Here is something like the fundamental value or quality of the time series system. For the singing bowl, \(\mu = 0\), but it can take any value. \(\epsilon_t\) is intended to capture something like a ‘shock’ or impulse now which would cause its manifested value to differ from its fundamental, \(\epsilon_{t-1}\) a ‘shock’ or impulse one time unit ago, and \(\epsilon_{t-2}\) a ‘shock’ or impulse two time units ago.

The values \(\theta_i\) are similar to the way the intensity of the singing bowl’s sound decays over time. They are intended to represent how much influence past ‘shocks’, from various recent points in history, have on the present value manifested. Larger values of \(\theta\) indicate past ‘shocks’ that have larger influence on the present value, and smaller \(\theta\) values less influence.

Autoregression and moving average: the long and the short of it

Autoregressive and moving average models are intended to be complementary in their function in describing a time series system: whereas Autoregressive models allow for long term influence of history, which can change the fundamentals of the system, Moving Average models are intended to represent transient, short term disturbances to the system. For an AR model, the system evolves in response to its past states, and so to itself. For a MA model, the system, fundamentally, never changes. It’s just constantly being ‘shocked’ by external events.

Concluding remarks

So, that’s the basic intuition and idea of the Moving Average model. A system fundamentally never changes, but external things keep ‘happening’ to it, meaning it’s almost always different to its true, fundamental value. A boat at sea will fundamentally have a height of sea level. But locally sea level is always changing, waves from every direction, and various intensities, buffetting the boat up and down - above and below the fundamental sea level average at every moment.

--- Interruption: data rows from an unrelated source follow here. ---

PR #570, opened 2022-01-04
Cookies with samesite=none must have the secure attr set

### LINKED ISSUE #569: Clearcookie Doesn't Respect AUTH0_COOKIE_SAME_SITE
### Describe the problem
It seems that the `clearCookie` function used to remove the `appSession` cookie doesn't respect the `AUTH0_COOKIE_SAME_SITE` environment variable.

This means that if you set `AUTH0_COOKIE_SAME_SITE=none` to support cross-origin requests, users can log in, but when they try to logout, the `appSession` cookie isn't cleared.

The `clearCookie` function should respect `AUTH0_COOKIE_SAME_SITE` when being used to clear `appSession`.

### Environment

- **Version of this library used:** 1.6.1

adamjmcgrath:
### Description

Fix issue where transient and session cookies weren't cleared when `SameSite=None`

> If `SameSite=None` is set, the cookie Secure attribute must also be set (or the cookie will be blocked)
https://developer.mozilla.org/en-US/docs/Web/HTTP/Headers/Set-Cookie/SameSite#none

### References

fixes #569 

### Testing

### Checklist

### DIFF
--- a/src/auth0-session/utils/cookies.ts
+++ b/src/auth0-session/utils/cookies.ts
@@ -22,5 +22,17 @@ export const set = (res: ServerResponse, name: string, value: string, options: C
 };
 
 export const clear = (res: ServerResponse, name: string, options: CookieSerializeOptions = {}): void => {
-  set(res, name, '', { ...options, maxAge: 0 });
+  const { domain, path, secure, sameSite } = options;
+  const clearOptions: CookieSerializeOptions = {
+    domain,
+    path,
+    maxAge: 0
+  };
+  // If SameSite=None is set, the cookie Secure attribute must also be set (or the cookie will be blocked)
+  // https://developer.mozilla.org/en-US/docs/Web/HTTP/Headers/Set-Cookie/SameSite#none
+  if (sameSite === 'none') {
+    clearOptions.secure = secure;
+  }
+
+  set(res, name, '', clearOptions);
 };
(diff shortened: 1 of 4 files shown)


src/auth0-session/utils/cookies.ts
```diff
@@ -22,5 +22,17 @@ export const set = (res: ServerResponse, name: string, value: string, options: C
 };
 
 export const clear = (res: ServerResponse, name: string, options: CookieSerializeOptions = {}): void => {
-  set(res, name, '', { ...options, maxAge: 0 });
+  const { domain, path, secure, sameSite } = options;
```
Widcket, line 25: sameSite is not being passed to `set`, because it's never added to `clearOptions`.

Widcket: Ooops didn't see you had already closed the PR.

adamjmcgrath: That's intentional - you only need to pass `path` and `domain` (and sometime `secure`) when clearing the cookie, I'm just closing this because I can't reproduce #569 on https://localhost and I'm doing a bit more investigation

adamjmcgrath:
Update: reproduced #569 in an iframe and verified the fix in https://codepen.io/adamjmcgrath/pen/bGoKBMW

Widcket (approved):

And the ‘sound’ of a moving average model is almost invariably likely to be less sonorous than that of a singing bowl. Instead of a neat sine wave, each shock is a random draw from a noisemaker (typically the Normal distribution). In this sense a more accurate analogy might not be a singing bowl, but a guitar amplifier, with a constant hum, but also with dodgy connections, constantly getting moved and adjusted, with each adjustment causing a short belt of white noise to be emanated from the speaker. A moving average model is noise layered upon noise.